Olive Gordal : questions fréquentes
La Gordal est-elle une olive à huile ou de table ?
Uniquement de table. On la cultive pour se manger entière, prisée pour sa taille et son croquant, et on ne la presse jamais pour l’huile.
D’où vient la Gordal ?
D’Andalousie, dans le sud de l’Espagne, surtout autour de Séville — cœur du commerce mondial de l’olive de table.
Pourquoi l’appelle-t-on olive « Queen » ?
« Queen » est le nom d’exportation lié à sa taille — Gordal veut dire « la grosse » en espagnol, et c’est l’une des plus grandes olives de table cultivées.
Quel goût a une Gordal ?
Douce, fraîche et légèrement fruitée, avec une texture ferme et croquante et une chair grande et charnue — bien moins amère que bien des olives vertes.
Comment servir les olives Gordal ?
Entières et froides à l’apéritif, idéalement avec une courte marinade d’huile, d’ail et de citron, ou farcies — jamais en tranches, la chair généreuse faisant tout l’attrait.

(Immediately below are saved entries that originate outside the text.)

PR #682, opened 2015-06-06
[SD-2261]  Expire Published Items and Expire Archive Collection Items.

sivakuna-aap:
1. Expire Published Items and Expire Archive Collection Items.
2. Modified Vocabularies API to pop out 'is_active' property from response and filter out inactive vocabulary items


server/apps/common/models/base_model.py
```diff
@@ -157,28 +157,31 @@ def update(self, filter, doc, etag=None):
         return res
 
     def replace(self, filter, doc, etag=None):
```
plamut: Since we are changing this file already, should we also rename the `filter` parameter in a couple of methods, because it clashes with the name of a built-in class?

server/apps/legal_archive/components/archive_component.py
```diff
@@ -21,24 +20,22 @@ def __init__(self, app):
...
 
-    def update(self, original, updates):
-        updated = copy(original)
-        updated.update(updates)
-        updated['_id_document'] = original['_id']
-        del updated['_id']
+    def replace(self, filter, doc, etag=None):
         try:
-            return get_model(LegalArchiveModel).create([updated])
+            return get_model(LegalArchiveModel).replace(filter, doc, etag=None)
```
plamut: Same question here (the name of the `filter`parameter).

server/apps/publish/published_item.py
```diff
@@ -174,24 +293,162 @@ def insert_into_text_archive(self, doc):
...
+        lookup = {config.ID_FIELD: legal_archive_doc[config.ID_FIELD]}
+        article_in_legal_archive = legal_archive_component.find_one(lookup)
+        if article_in_legal_archive:
+            legal_archive_component.replace(lookup, legal_archive_doc)
+        else:
+            legal_archive_component.create([legal_archive_doc])
+
+        get_component(LegalArchiveVersions).create(legal_archive_doc_versions)
+        get_component(FormattedItems).create(formatted_items)
+        get_component(PublishQueue).create(queue_items)
```
petrjasek: i'm a bit lost here, seems like calling create on items that exist already, can you maybe add some comment here to explain this part?

server/apps/publish/published_item.py
```diff
@@ -174,24 +293,162 @@ def insert_into_text_archive(self, doc):
...
+            del queue_item[config.ETAG]
+            queue_item['output_channel_id'] = output_channels[str(queue_item['output_channel_id'])]['name']
+            queue_item['subscriber_id'] = subscribers[str(queue_item['subscriber_id'])]['name']
+        logging.info(
+            'De-normalized the Transmission Detail records of article %s' % legal_archive_doc.get('unique_name'))
+
+        # De-normalizing the legal archive doc
+        self.__denormalize_user_dg_desk(legal_archive_doc)
+
+        # Get Version History
```
petrjasek: maybe this could be a method on archive_versions service

server/apps/publish/published_item.py
```diff
@@ -174,24 +293,162 @@ def insert_into_text_archive(self, doc):
...
+
+        # Fetch Publish Queue Items
+        formatted_item_ids = [str(formatted_item[config.ID_FIELD]) for formatted_item in formatted_items]
+        query = {'$and': [{'formatted_item_id': {'$in': formatted_item_ids}}]}
+        queue_items = list(get_resource_service('publish_queue').get(req=None, lookup=query))
+        assert len(queue_items) > 0, \
+            "Transmission Details are empty for published item %s" % legal_archive_doc[config.ID_FIELD]
+        logging.info('Fetched transmission details for article %s' % legal_archive_doc.get('unique_name'))
+
+        output_channel_ids = list(set([str(queue_item['output_channel_id']) for queue_item in queue_items]))
```
plamut: We can use set comprehension here directly, avoiding the need for the "inner" list.

petrjasek:
:+1:

server/apps/publish/published_item.py
```diff
@@ -174,24 +293,162 @@ def insert_into_text_archive(self, doc):
...
+        query = {'$and': [{config.ID_FIELD: {'$in': output_channel_ids}}]}
+        output_channels = list(get_resource_service('output_channels').get(req=None, lookup=query))
+        output_channels = {str(output_channel[config.ID_FIELD]): output_channel for output_channel in output_channels}
+
+        subscriber_ids = list(set([str(queue_item['subscriber_id']) for queue_item in queue_items]))
```
plamut: Same here, no need for the inner list comprehension.

plamut:
My comments and suggestions (summary):

1. It's good to see docstrings, nice job!
2. `filter` parameter should probably be renamed in a couple of places to avoid shadowing the built-in with the same name.
3. A few redundant list comprehensions spotted.
4. As per general convention, "private" class methods in Python should be prefixed by a single underscore. Double underscores are only used in rare cases were name clashes with subclasses' methods can occur.

Other than that, it looks good to me in general, though I can't say whether I'm missing something in the big picture, there are quite a lot of changes in this PR.

amagdas:
Closing this, will open a new PR with latest updates from Eve.

PR #684, opened 2015-06-08
feat(multi highlights): Mark for highlights multiple items

ioanpocol:


client/app/scripts/superdesk-highlights/highlights.js
```diff
@@ -117,6 +117,40 @@
...
+                            item.highlights = [highlight._id].concat(item.highlights);
+                        } else {
+                            return;
+                        }
+                        highlightsService.mark_item(highlight._id, item._id);
+                    });
+                    multi.reset();
+                };
+
+                scope.is_marked = function is_marked(highlight) {
```
plamut: Redundant function name? (here and and a few lines above)
Since the function is bound to scope, it is not anonymous anymore...

Also, camelCase should be used for consistency.

plamut:
Apart for a minor remark it looks good IMO.

:+1:

client/app/scripts/superdesk-archive/tests/archive_spec.js
```diff
@@ -22,7 +22,7 @@ describe('content', function() {
 
     describe('multi service', function() {
         it('can reset on route change', inject(function(multi, $rootScope) {
-            multi.toggle({_id: 1});
+            multi.toggle({_id: 1, selected: true});
```
mugurrus: This is a bit confusing: toggle should switch the selection state. If you want to set a selection state given by you create a separate method.

mugurrus:
:+1:  (the test needs to be fixed)

client/app/scripts/superdesk-archive/tests/archive_spec.js
ioanpocol: The item.selected is set as a model for selection so it will be changed directly when the selection change is performed.

PR #685, opened 2015-06-08
feat(docker): add mail service for user activation

actionless:


docker/docker-compose.yml
```diff
@@ -29,6 +29,14 @@ elastic:
   volumes:
    - ../data/elastic:/usr/share/elasticsearch/data
 
+postfix:
+  image: catatnight/postfix
+  ports:
+  - "25:25"
```
petrjasek: is it possible to do this via link and not exposing the port outside?

actionless: yes

petrjasek:
:+1:

PR #688, opened 2015-06-09
Refactor legal archive. Upgrade to latest Eve.

amagdas:
Replaces https://github.com/superdesk/superdesk/pull/682


plamut:
@amagdas So basically everything is the same as in #682 , except for the bumped Eve version? So no need to review it again?

sivakuna-aap:
@plamut Not exactly. Apart from bumping up eve version, he also refactored component and model of legal archive to use multi-db support.

plamut:
OK, thanks, I'll have a closer look at it then (when I manage at least...).

server/apps/archive/commands.py
```diff
@@ -28,26 +28,29 @@ def remove_expired_content(self):
         logger.info('Removing expired content')
         now = date_to_str(utcnow())
         items = self.get_expired_items(now)
+
         while items.count() > 0:
             for item in items:
                 logger.info('deleting {} expiry: {} now:{}'.format(item['_id'], item['expiry'], now))
                 superdesk.get_resource_service('archive').delete_action({'_id': str(item['_id'])})
```
mdhaman: Are we checking if the spiked item is part of a package? Are we removing the referenced from the package?

marwoodandrew:
:+1:

mdhaman:
:+1:

akintolga:
:+1:

PR #690, opened 2015-06-09
Fix (item fetched by multiple desks looks)

Aca-jov:
SD-1881

### DIFF
--- a/client/app/scripts/superdesk-archive/directives.js
+++ b/client/app/scripts/superdesk-archive/directives.js
@@ -231,7 +231,7 @@
                 }
             };
         }])
-        .directive('sdFetchedDesks', ['familyService', function(familyService) {
+        .directive('sdFetchedDesks', ['desks', 'familyService', '$location', function(desks, familyService, $location) {
             return {
                 scope: {
                     item: '='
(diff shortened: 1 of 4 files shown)


client/app/scripts/superdesk-archive/directives.js
```diff
@@ -243,6 +243,15 @@
                             familyService.fetchDesks(scope.item, false)
                                 .then(function(desks) {
                                     scope.desks = desks;
+                                    scope.tooltipText = '';
+
+                                    for (var i = 1; i < desks.length; i++) {
```
plamut: Is `i`Initialized to 1 on purpose or should it be zero?
(BTW, using the built-in [Array.prototype.forEach](https://developer.mozilla.org/en-US/docs/Web/JavaScript/Reference/Global_Objects/Array/forEach) avoids these kinds of problems altogether, less error prone)

Aca-jov: It's on purpose, first desk should be shown as link, and other desks as tooltip.

plamut: Oh, OK then. It's probably good to add a comment, though, to explain that this is intentional.

petrjasek: it could be also written in func style..
```
scope.tooltipText = desks.map(function(desk) { return desk.name; }).slice(1).join(', ');
```

plamut: Or perhaps even shorter, without the mapping function:
```js
scope.tooltipText = _.map(desks, 'name').slice(1).join(', ');
```

Aca-jov:
This will be reworked, so no need to merge.

ioanpocol:
:+1:

mugurrus:
:+1:

PR #692, opened 2015-06-09
fix(fetch): fix fetch as for single item

petrjasek:


ioanpocol:
:+1:

amagdas:
rebase needed...

PR #693, opened 2015-06-09
fix(templates): let client send template desk=null

petrjasek:
so that template can be set from desk template to personal


plamut:
:+1:

ioanpocol:
:+1:

PR #694, opened 2015-06-09
fix(templates): Added 'none' option to desk dropdown in 'save as temp…

eozan:
…late', changed any to none in all.

SD-2484


plamut:
:+1:

amagdas:
:+1:

PR #1895, opened 2016-04-04
Replaces `values` attribute by `qcode`

hlmnrmr:
Related issue https://dev.sourcefabric.org/browse/SDPA-368

Mainstream updates to controlled vocabularies expect a `qcode` attribute instead of `value`


petrjasek:
:+1:

PR #1902, opened 2016-04-05
SDNTB-135 Rename SERVICE back to CATEGORY

vladnicoara:
when https://github.com/superdesk/superdesk-client-core/pull/272 is
merged, the CATEGORY label will be changed to SERVICE( there is another
'Category' label in that header and it's confusing) so this is to make
sure that everything looks the same for AAP


petrjasek:
:+1:

mdhaman:
:+1:

PR #1905, opened 2016-04-05
Listing all cvs in content types to make sure they show up in PA.

naomiaro:
Service metadata needs to be listed here to show up now. It's all lumped together in each content type. I'm not sure of the ordering required. There doesn't exist a good way to make metadata marked for only a particular service to be required when needed.


ioanpocol:
:+1:

mugurrus:
:+1:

La Gordal doit sa place à sa taille et à son croquant : la texture est donc tout — écartez celles qui semblent molles ou fripées. Une grosse olive impressionne à l’œil, et c’est justement pour cela qu’une mauvaise peut se cacher derrière ses dimensions ; jugez la bouchée, pas le poids. Une courte marinade à l’huile, ail et citron transforme un simple bocal en pièce maîtresse. Servez-la froide et entière ; sa chair généreuse est tout l’intérêt, ne l’enterrez pas en tranches.
D’après la tradition andalouse de l’olive de table et les registres de la variété Sevillano.